Friday, 27 August 2021

The Assault(s) on Precinct 13

I wanted to write a review of the original Assault on Precinct 13, but I never had a good reason to. And then I saw that both versions were available to watch on Netflix.

Assault on Precinct 13 (Jean-Francois Richet, 2005)
A well known gangster (Laurence Fisburne) has dirt on corrupt cops (led by Gabriel Byrne). Said cops lay siege to the station where he is being held.


I was not against this movie - this premise is too good (Carpenter re-used it himself a couple times).

A lot of the creative decisions in this make sense - first of all, the cast is terrific.

Laurence Fishburne is great as the anti-villain Marion Bishop - a cold fish who decides to throw his lot in with the other people inside because it will ensure his survival. Ethan Hawke is a fun re-fresh of the lead - in this version he is a former undercover cop who lead his team into an ambush, and has been traumatised by it ever since. Brian Dennehy adds some flavour as the veteran officer who distrusts the freed prisoners.

The film also takes place during a snow storm, which adds another layer of peril to our heroes' predicament.

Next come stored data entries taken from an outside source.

PR #10188, opened 2026-07-11
feat(sasm): bal_account_nonstorage_finals top-theorem groundwork (4ch8f.43.5)

pirapira:
## Summary

Slice 3a toward the `bansf_spec_within` top theorem (bead `evm-asm-4ch8f.43.5`), continuing merged #10181 + #10183. Two corrections to the #10183 body first: (a) the two kit files (`MeasureLoop`/`AbiFrameOwn`) are `#print axioms`-witnessed **transitively** via the Loop theorems (they have no in-file prints); (b) #10183 already delivered stations 2/3 (`bansf_findLastLoop2/3_spec`) — the real remainder was and is the station chains + assembly.

## What's here

- **`FinalsDerivation` is now window-anchored** (takes the walk window `aLen`; `endPtr = base + aLen`). Genuine composition finding: the routine walks the passed `(a0, a1)` window while the owned region must extend ≥ 9 bytes past it (the walkers' header-read slack, per the `rlpItemDecode_advance` wrap analysis in #10183) — so anchoring the outer walk at `bytes.length` made the derivation uncomposable with the run. No weakening; the witness is updated (`aLen = 7`).
- **`BalAccountNonstorageFinalsChainB.lean`**: `bansf_prologue_spec` — the body prologue (slots 7–21: argument saves, the ten-dword out-block zeroing, argument reloads) verified via `runBlock`. Tooling note for the next porter: **the goal CodeReq must sit behind a named abbrev** (`bansfCode`); with a bare `ofProg` head, `runBlock`'s delta-unfolder unfolds `ofProg` itself and the composition fails with an opaque placeholder error.
- `outerFail` — the outer status-check reject route (`B+92 → B+732 → B+736`), classical-3.
- The final interfaces for the outer `rlp_walk_init` dispatch: `ListWindowOk` / `OuterInitOk` / `outerInitPost` / `outerRej` (the `listHeaderSize`-anchored unified success state).

## Remaining for `bansf_spec_within` (scoped, mechanical from here)

1. The outer init dispatch (nine callee arms: 7 × `outerFail` + the short/long success arms bridged to `OuterInitOk` — the per-arm branch lemmas + `pre_or` recombination exactly as in `fl_round`).
2. The four outer item units (spill-reload + `rlp_walk_next` + status check ×4, generated like Loop2/3).
3. The three field stations (init dispatch + empty-skip BEQ → `FieldFinal.empty`, loop entry ⇒ `bansf_findLastLoop{1,2,3}_spec`, tuple parse, `rlp_content_to_u256_be`/`u64` capture into the out block).
4. Body assembly via `abiFrame_spec_own` + the `FinalsDerivation` reconstruction + a non-absent success witness.

The loop side conditions (`hslack`/`hover`/`hvalid`/`hsalign`) ARE dischargeable from the account-region bounds — the field windows nest inside the outer window by the decode fit conjuncts, so `endOff_field + 9 ≤ aLen + 9 ≤ |region|`; no slack gap (the HARD obligation from the review is safe).

All new lemmas classical-3; `lake build` green; all `scripts/check-*.sh` clean; byte-transparent, symbolic `GuestAddrs`, additive.

Refs `evm-asm-4ch8f.43.5`; builds on merged #10181/#10183.

### DIFF
--- a/EvmAsm/Codegen/Programs/BalAccountNonstorageFinalsChainB.lean
+++ b/EvmAsm/Codegen/Programs/BalAccountNonstorageFinalsChainB.lean
@@ -213,12 +213,374 @@ def outerRej (aB : Word) (acctBytes : List (BitVec 8)) (F : Assertion) :
   ((.x0 : Reg) ↦ᵣ (0 : Word)) ** regOwn .x1 **
   bytesRegion aB acctBytes ** F
 
-/- The outer `rlp_walk_init` dispatch (slot 22 call + slot 23 status check
-   ⇒ `outerRej` / `outerInitPost`) is the next slice: the nine callee arms
-   need explicit per-arm branch lemmas (seven `outerFail` instantiations +
-   the two success arms unified into `OuterInitOk` via the short/long
-   `listHeaderSize` bridges), recombined with `cpsBranchWithin_pre_or` as in
-   `fl_round`.  The interfaces above are final. -/
+/-- Outer `rlp_walk_init` (slot 22) + status check (slot 23): reject on any
+    non-zero status; on success, land at `B + 96` with the unified
+    `listHeaderSize`-anchored content cursor.  The nine callee arms collapse
+    pointwise into success (`OuterInitOk`) vs failure (some non-zero status)
+    BEFORE the branch dispatch, so only two branch lemmas are needed. -/
+theorem bansf_outerInit_spec (aB : Word) (aLen : Nat)
+    (acctBytes : List (BitVec 8))
+    (v5 v6 v7 v12 v28 v29 v30 v31 vRa : Word) (F : Assertion)
+    (hF : F.pcFree)
+    (hsalign : aB.toNat % 8 = 0)
+    (hslack : aLen + 9 ≤ acctBytes.length)
+    (hover : aB.toNat + acctBytes.length < 2 ^ 64)
+    (hvalid : ∀ k, k < acctBytes.length →
+      isValidByteAccess (aB + BitVec.ofNat 64 k) = true) :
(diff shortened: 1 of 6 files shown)


pirapira:
**Review (Claude Code) — LGTM as groundwork (does not close `.43.5`, correctly labeled).**

- Genuine + non-vacuous: `bansf_prologue_spec` is a real 15-instruction `runBlock` proof (arg saves, 10-dword out-block zeroing, reloads) with concrete pre/post; `outerFail` a real reject-route triple (`B+92→B+736`, `a0=1`); `finalsDerivation_witness` discharges by `decide`.
- The `FinalsDerivation` shape change (new `aLen` param; end-pointer `base + bytes.length → base + aLen`) is a **sharpening, not a weakening** — since the owned region extends past the walk window for header-read slack, decode must fit the tighter window. Sole consumer is its own witness (updated, force unchanged); not yet wired into a top theorem. This is exactly the composition fix needed.
- Additive (`cpsTripleWithin`/`Assertion`/`Prop`; no `Ast`/`Vc`/`StmtSound`/`blockOk`); byte-transparent over existing `bansfProg` (the `#guard`s are pre-existing structural asserts, not `GuestAddrs` value pins); `#print axioms` on both new theorems.
- Thanks for folding in the two #10183 doc-nit corrections (kit transitively witnessed; stations 2/3 already delivered).

Remaining for `bansf_spec_within`: outer-init dispatch + 4 outer item units + 3 field stations + body assembly — and the **9-byte-slack discharge from region bounds** you surfaced here is the crux to nail (discharge it without weakening the post; STOP-report if the region invariant can't supply it). Good increment. Ready for `merge!`.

The one damp squib is the villains - the film cuts to their side of scenes so often that the suspense dissipates. The film is fine, but it is impossible to ignore the economic brutality of Carpenter's original version.

Speaking of which...

Assault on Precinct 13 (John Carpenter, 1976)
When a stranger stumbles into Precinct 9, it is up to the few occupants (the station is closing down) to defend it when a mysterious street gang surrounds the building, determined to take their vengeance on those who would cross them.


This was the first John Carpenter movie I ever saw. 

The acting is wooden, the sets are bad and some of the exposition is clunky, but this movie is a great example of none of that matters.

It helps that the script is stripped down - Carpenter gets all the key players into the titular location quickly, but takes time to establish the environment through strong use of widescreen cinematography and the first of his iconic scores.

His theme for Assault on Precinct 13 is simple but propulsive. Halloween may be more famous, but Precinct 13 is just as unsettling.

While the film resembles an action movie, Carpenter draws on the language of the western and horror movies to realise the film's antagonists.

While the remake puts a face and motive to its antagonists, Carpenter presents Street Thunder as an unknowable, unstoppable mass of bodies. It is a testament to the young filmmaker's execution that he makes a group of guys in flared trousers terrifying. Often, he frames them dead on as near silhouettes, marching toward the camera or standing dead in the centre of the frame like automatons. 

Carpenter rarely gives his antagonists context - there are a few references to the multi-ethnic mix of the gang, but no real sense of what brings them together. They are defined by the violence they enact and their silence. You can definitely see their DNA in the spectral Michael Myers in Halloween.

If the remake has one thing over the original, it is in the character of Napoleon Wilson. The film wants to present the convicted murderer as an anti-hero but Darwin Joston is slightly miscast. I like him, but you really get a feel for what Carpenter was trying for in the remake. Laurence Fishburne manages to make Bishop likeable without ever losing his edge. His character is still a bad guy - Joston lacks that bit of something to make Napoleon feel more unpredictable.

While Joston is not selling what the film intends, it is a testament to Assault on Precinct 13's strengths that this bit of miscasting does not amount to anything. The film is a testament to low-budget genre filmmaking - the individual components might jostle, and they might look cheap, but together they amount to greatness.